PR #8013, opened 2024-09-05
[Workspace] Integrate workspace front end with data connection type saved object

raintygao:
### Description

Integrate workspace with data connection type saved object in frontend

## Screenshot
image
image

## Testing the changes

Use APIs in https://github.com/opensearch-project/OpenSearch-Dashboards/pull/7925 to create data connection object, then goes to workspace create page to assign/unassign data connection objects.

## Changelog

- feat: Integrate workspace with data connections in front end

### Check List

- [ ] All tests pass
  - [ ] `yarn test:jest`
  - [ ] `yarn test:jest_integration`
- [ ] New functionality includes testing.
- [ ] New functionality has been documented.
- [ ] Update [CHANGELOG.md](./../CHANGELOG.md)
- [ ] Commits are signed per the DCO using --signoff

PR #8200, opened 2024-09-14
[Workspace] feat: update workspace server to support data connection type

raintygao:
### Description

Update workspace server to support data connection type

This is a PR picked from https://github.com/opensearch-project/OpenSearch-Dashboards/pull/8013, as we want to separate frontend and server changes and merge server changes first for testing, so we extract server changes from https://github.com/opensearch-project/OpenSearch-Dashboards/pull/8013 and create this PR.

### Create workspace
post http://localhost:6601/api/workspaces
```
{
    "attributes": {
        "name": "workspace-name1",
        "color": "#54B399",
        "features": [
            "use-case-observability"
        ]
    },
    "settings": {
        "dataSources": [],
        "dataConnections": [
            "12345" // data connection object id
        ],
        "permissions": {
            "library_write": {
                "users": [
                    "%me%"
                ]
            },
            "write": {
                "users": [
                    "%me%"
                ]
            }
        }
    }
}
```
Result
```
{
    "success": true,
    "result": {
        "id": "_IlxNR"
    }
}
```

### Update workspace
put http://localhost:6601/api/_IlxNR
```
{
    "attributes": {
        "name": "workspace-name1",
        "color": "#54B399",
        "features": [
            "use-case-observability"
        ]
    },
    "settings": {
        "dataSources": [],
        "dataConnections": [
            "12346" // new data connection object ids that you want to associate
        ],
        "permissions": {
            "library_write": {
                "users": [
                    "%me%"
                ]
            },
            "write": {
                "users": [
                    "%me%"
                ]
            }
        }
    }
}
```
Result
```
{
    "success": true,
    "result": true
}
```

### Verify
get data-connection objects with workspace field 
http://localhost:6601/api/saved_objects/_find?fields=id&fields=title&fields=workspaces&per_page=10000&type=data-connection&workspaces=*

Result
image

## Changelog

* What the exercise asks
Your task is to collect every line above that contains the word "support".

* Your solution
[Workspace] feat: update workspace server to support data connection type
Update workspace server to support data connection type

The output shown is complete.